Earlier you said "1000W Lekos"; do you actually have 1000W FEL lamps in them? Hard to imagine you NEED that high of wattage. Most here would recommend transitioning over to the 575W, 1500-hour, GLA lamp. The 500W EHD and 750W EHG lamps work okay, but are of an older filament design.


----------



## misterd (Mar 6, 2011)

Alright. I've convinced the director etc. to move the stage back. 

*The question now is how far do I need to move the stage back?*

Would 20' be enough? I'll need to know exactly how far to move it because I won't be able to test out different distances live (it needs to be disassembled to be moved).

How would I calculate something like this?

Thanks for your help, everybody. Seriously, I really appreciate it.


----------



## shiben (Mar 6, 2011)

misterd said:


> Alright. I've convinced the director etc. to move the stage back.
> 
> *The question now is how far do I need to move the stage back?*
> 
> ...


 
Depends on the size of your lenses. If they are 36s, you can probably get away with like 5-10'. 20' would probably do the trick no matter what. Now to calculate the distance to move, use this information: Trigonometric functions - Wikipedia, the free encyclopedia To figure out your throw distance (the Hypotnuse). An easier way to do this if you are not decent at math (like myself) is to use a CAD program and make a basic diagram of a triangle, and figure out your lights. With this functionality, you can determine beam size (using the same functions and knowing the beam and field angles) and if your wash will be enough to cover the stage. Vectorworks and LD Assistant will usually be able to do this for you, but you can do it by hand if you want, and that will also help you understand what you are actually doing.
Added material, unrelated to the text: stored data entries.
PR #329, opened 2025-07-21
 Functions for jet corrections in Run 3

moritzmolch:
The procedure for the jet energy resolution corrections has slightly changed. The scale factor now also depends on the p<sub>T</sub> of the jet. This change has been accounted for by adding a parameter `lhc_run` to the `PtCorrectionMC` function, which has a default value of `2`. For a value of `3`, an adapted call for obtaining the jet energy resolution scale factor is used. For a value of `2`, the default behavior for Run 2 is be invoked.

### DIFF
--- a/src/jets.cxx
+++ b/src/jets.cxx
@@ -85,7 +85,7 @@ PtCorrectionMC(ROOT::RDF::RNode df,
                const std::vector<std::string> &jes_shift_sources,
                const std::string &jer_tag, bool reapply_jes,
                const int &jes_shift, const std::string &jer_shift,
-               const int jer_seed) {
+               const int jer_seed, const int& lhc_run = 2) {
     // In nanoAODv12 the type of jet/fatjet ID was changed to UChar_t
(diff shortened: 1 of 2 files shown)


src/jets.cxx
```diff
@@ -85,7 +85,7 @@ PtCorrectionMC(ROOT::RDF::RNode df,
                const std::vector<std::string> &jes_shift_sources,
                const std::string &jer_tag, bool reapply_jes,
                const int &jes_shift, const std::string &jer_shift,
-               const int jer_seed) {
+               const int jer_seed, const int& lhc_run = 2) {
```
nshadskiy, line 88: To stay consisted, can you add here `jer_seed = 42` and add the `lhc_run` parameter to the documentation.

nshadskiy (approved):
Looks good! Only one comment.

src/jets.cxx
moritzmolch: Done!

Sort of what I would do on CAD for finding the throw distance:

Picture 8 | Flickr - Photo Sharing!

Often, manufacturers will give data on the photometrics of their instruments either on the Web or in print form somewhere. To get a beam size, do the same thing, but make a cone with the pointy bit the angle of the instrument (beam angle is the one you want, I believe, correct if wrong), and line the axis of the cone on the throw distance. It is generally good practice to set your focus points around head height (5' is usually a pretty good and easy to set approximation), so take that off your trim. Since this drawing is actually in half inch scale, you can then measure how large your pool size will be, at least on the US/DS axis. You can do something similar for the SL/SR axis and then draw an ellipse using those dimensions.


----------



## derekleffew (Mar 6, 2011)

Whoa there, Mister D! Moving the stage to accommodate the photometrics of the luminaires is an unprecedented undertaking and requires some serious thought and careful study.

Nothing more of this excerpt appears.